Кроме того, он был силен в математике и не испытывал ни малейших затруднений, когда требовалось рассчитать траекторию полета метательного снаряда или подъемную силу вытесненной кораблем воды. Странно, как сильно любим мы наших детей и как мало знаем об их дарованиях и слабостях. Я знала сына очень плохо.
Обратив внимание на некоторые военные документы, написанные не по-гречески, я с радостью узнала, что Цезарион свободно владеет сирийским, египетским и еврейским. Само собой, его латынь была лучше моей. Он выучил все писания Цезаря почти наизусть.
— Как прекрасно он писал! — промолвил Цезарион. Он лежал на полу, опираясь на локоть и рассматривая трактат «Об аналогии». — По-моему, гораздо лучше Цицерона. Впрочем, и сам Цицерон признавал, что словарь Цезаря отличается исключительным богатством, а лексика — исключительной точностью.
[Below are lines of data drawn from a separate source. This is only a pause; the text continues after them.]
PR #147, opened 2015-07-22
TAUR-1272 go back to using pkgrepo.managed

jcasner:
@unixorn @shantanoo please review

### DIFF
--- a/infrastructure/saltcellar/rabbitmq/init.sls
+++ b/infrastructure/saltcellar/rabbitmq/init.sls
@@ -38,19 +38,28 @@
     - group: root
     - mode: 0755
 
-# TODO: Use pkgrepo instead of cmd.
-add-packagecloud-rabbitmq-repo:
-  cmd.run:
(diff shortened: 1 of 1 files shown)


infrastructure/saltcellar/rabbitmq/init.sls
```diff
@@ -38,19 +38,28 @@
     - group: root
     - mode: 0755
 
-# TODO: Use pkgrepo instead of cmd.
-add-packagecloud-rabbitmq-repo:
-  cmd.run:
-    - name: curl -s https://packagecloud.io/install/repositories/rabbitmq/rabbitmq-server/script.rpm.sh > /tmp/script.rpm.sh && bash /tmp/script.rpm.sh && rm -f /tmp/script.rpm.sh
-    - user: root
+# Pulled from https://github.com/saltstack-formulas/rabbitmq-formula, which we
+# should consider using the entirety of.
```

Хотелось бы мне унаследовать его способности. Там, где мне требуется три слова, чтобы выразить мысль, он легко обходился одним.
— Может быть, тут дело не в словах, а в самой мысли? — со смехом подначила я его.
Он рассмеялся в ответ легко, без обиды, и я отметила его природное дружелюбие: качество, полезное для правителя. К такому нельзя принудить и невозможно научиться.
Но как все-таки странно сидеть вот так и присматриваться к своему наследнику: «Это хорошо, это можно поправить, а вот это никуда не годится».